In fact, four other large free-market think tanks joined Fundalib as collaborating entities to the 2021 edition of IACF, several of which are also Atlas Network partners. This year, the project has also been supported by the Friedrich Naumann Foundation for Liberty, a large German organization working for liberal democracy worldwide. For the past four editions, the index has been strongly supported by the Tax Foundation, one of the oldest think tanks in the United States, founded in 1937. This time around, this organization’s president, Scott Hodge, visited Spain to jointly preside over this large event with Fundalib’s chair, Roxana Nicula. The conference gathered key stakeholders in politics, academia, and mass media.

The IACF, directed by economist Cristina Enache, has been a powerful tool over the years. Even its first edition already motivated a policy reform in one of the Basque provinces, where the Wealth Tax shield had been abolished and many middle class people, all of a sudden, found they needed to pay a burdensome tariff. The IACF was then instrumental in encouraging the provincial government to re-introduce this shield and protect thousands of taxpayers. Many regional presidents and regional tax ministers have reacted to the IACF’s annual editions, whether to show off their territory’s progress or try to wave off the importance of their bad results. All in all, the political spotlight reaffirms the importance of conducting this annual exercise to compare and classify all nineteen tax territories in Spain.

This influence has grown in 2021. The spokesman for the Government of Navarre, a region governed by politicians on the left and far left, has been prompted by the media to react and has had a hard time justifying the region’s poor performance. At the opposite end, the tax minister of Andalucia, Spain’s most populous region, has recorded an official video in which he explains the region’s evolution in the IACF over the years. The video has since gone viral. Andalucia has climbed four positions since 2020 due to several tax reforms. In the case of the region of Castile and León, the improvement has been faster: seven positions in just one year, mostly due to a strong cut in the inheritance tax. The regional tax minister there received Mr. Hodge, the IACF author, and Juan Pina, secretary-general of Fundalib, to discuss the report and then held a press conference at the regional ministry’s office in Valladolid.

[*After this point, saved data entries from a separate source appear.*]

PR #779, opened 2026-09-19
Fix #773: Clear ready_for_review when a PR merges in another session

### LINKED ISSUE #773: Session status "ready for review" never clears when a PR is merged from a different session
## Summary

A session's PR lifecycle status (added in #729 / #693) is derived by matching a `gh pr create` (or MCP PR-create) event against a later `merge` event for the same PR number — but only within that one session's own recorded activity.

If the PR is merged via `gh pr merge` (or an MCP merge call) run from a **different** session than the one that created it — e.g. the user opens the PR in one session, then runs a separate follow-up session later to merge it — the merge event gets attributed to the merging session, not the creating session. The creating session's `create` record is never checked against another session's records, so it keeps reading as `ready_for_review` indefinitely, even though the PR has long since merged.

## Where this lives

`computeSessionStatusAggregate` in `src/dashboard/routes/api-handler.ts` groups PR activity records into `prRecordsBySession` strictly by `record.sessionId`, then `countOpenPrs` only scans for a matching `merge` within that same per-session array.

## Why it matters

This undermines the main point of the `ready_for_review` status: it's meant to disappear once the PR is actually merged, but for any workflow where creation and merge happen in separate sessions, it won't.

Surfaced during review of #729.

dyk1454683243-sudo:
## Summary

- Parse the PR number from a create's tool response (`gh pr create` stdout URL or MCP `html_url`/`number`) and store it on the `create` event. Collector extracts only that number, not raw stdout.
- `computeSessionStatusAggregate` builds one set of merged PR numbers from every `merge` record in the today window, across all sessions. A session's create counts as open only when its number is unknown or absent from that set.
- A create with `prNumber: null` stays `ready_for_review` (conservative — we cannot prove it merged). A merge on a later day is outside the today window and still does not clear the status until the session ages out.

Fixes #773

## Test plan

- [x] Unit: `countOpenPrCreates` — cross-set match, missing number, null conservative, empty merged set (cross-day limitation)
- [x] Unit: `parsePrNumberFromToolResponse` — URL, `owner/repo#N`, MCP payload, ignored lone `number`
- [x] Recorder: create with URL in tool response; create with null `prNumber` stays null; CLI number wins
- [x] Collector: Bash stdout URL → `prNumber`; MCP `html_url` → `prNumber`; unrelated stdout still drops raw output
- [x] Jest focused suites: pr-number, session-status, git-activity-recorder, collector-script, tool-parsers, git-efficiency-tracker, api-handler session-status cases
- [x] Full Jest: 7140 passed; 1 DST concurrency failure is TZ-dependent and passes with `TZ=America/New_York` (CI pins that)
- [x] `npm run lint` and `npm run format:check` clean; `tsc --build` clean; plugin collector bundle rebuilt


dyk1454683243-sudo:

Issue #683, opened 2026-09-14
Extend the toolUseId agent-attribution backfill to ToolSelectionScorer's other call sites


chrisdhaan:
## Problem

But the largest success is that of the region of Madrid, which has maintained the top position it obtained last year for the first time. The regional tax minister, Javier Fernandez-Lasquetty, a staunch supporter of classical liberalism and economic freedom, and a former vice president of the Guatemalan Universidad Francisco Marroquin for several years, attended the event. In his closing speech, he announced further tax reductions in line with the IACF’s recommendations. Among these, he has now committed himself to eliminate three specific taxes which are levied by the regional government and to reduce the regional part of the income tax by 0.5% per year, starting next year. It is important to note that Madrid is one of the ordinary tax territories, while four other tax territories have larger autonomy when it comes to taxes, thus being able to introduce further tax cuts. Despite this, Madrid has managed to climb to the ranking’s number one position for two years in a row.

Fundalib, together with the Tax Foundation, intends to continue publishing this annual report and to keep lobbying Spain’s regional tax authorities to ease the tax burden on their citizens. The rationale behind the whole project is to boost sub-national tax competition as a powerful instrument to keep overtaxation at bay.

Atlas Network has supported Fundalib and their IACF project extensively.